Although not necessary given his finding that ClientEarth had not established a prima facie case, Trower J went on to consider the discretionary grounds set out in s 263(3). Highlighting the incongruity between ClientEarth's very small shareholding and its proposal seeking relief on Shell’s behalf, he concluded that the organisation’s real interest was not in promoting Shell’s success for the benefit of its members as a whole, but rather in imposing its views on the right way to deal with climate change risk. The judge endorsed Shell’s assertion that the overall support of its members for the Directors’ strategic approach to climate change risk (with 80% voting in favour of the Strategy at the 2022 AGM) was a factor the court must take into account when considering a permission application.
ClientEarth has exercised its right for an oral hearing to reconsider the decision to dismiss the permission application.
Comment
This decision will be of interest not only to those considering the extent to which directors must take into account the risks associated with climate change in their decision-making, but also to those considering the scope and extent of directors' duties more generally.
It has long been recognised that the management of a company's business is a matter for the discretion of the directors, acting in good faith. In Howard Smith Ltd v Ampol Petroleum Ltd [1974] AC 821 (Privy Council), Lord Wilberforce observed that "[t]here is no appeal on merits from management decisions to courts of law: nor will courts of law assume to act as a kind of supervisory board over decisions within the powers of management honestly arrived at".
ClientEarth's case cut across this basic and longstanding principle of company law. Thus, it alleged that, as a necessary incident of their duties under ss 172 and 174, the Directors were obliged (for example) "to make judgments regarding climate risk that were based upon a reasonable consensus of scientific opinion" and "to implement reasonable measures to mitigate the risks to the long-term financial profitability and resilience of the company in the transition to a global energy system and economy aligned with" the global temperature objective set out in the Paris Agreement.

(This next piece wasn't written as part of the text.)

PR #1015, opened 2022-08-01
Fix rate column issue (fixes #989)

### LINKED ISSUE #989: Fail to read in dataset when there is RATE column in the dataset
When the input is a dataset, Pharmpy cannot recognize the column header "RATE". The error information is:
image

In doing so, ClientEarth sought to prescribe a broad range of actions which the Directors were allegedly required to take in response to the risks posed by climate change.
In dismissing ClientEarth's application, the judge observed that it is for the Directors to determine the weight to be given to the various factors to which they are required to have regard in the discharge of their general duty to promote the success of the company. The impact of Shell’s operations on the community and the environment (s 172(1)(d)) is just one of a number of matters which the Directors are required to weigh in the balance.
The board of Shell had unquestionably taken into account climate-related issues in its decision-making (and had published strategies for dealing with the same and submitted those strategies to shareholders for an advisory vote). Accordingly, ClientEarth's complaint was not (and could not be) that the Directors had failed to take climate-related risks into account, but that they had adopted the wrong approach in responding to such risks. ClientEarth’s case thus amounted to an impermissible attempt to interfere with decisions taken by the Directors in good faith. That was something which, in keeping with orthodox principles of company law, the court was rightly not willing to entertain.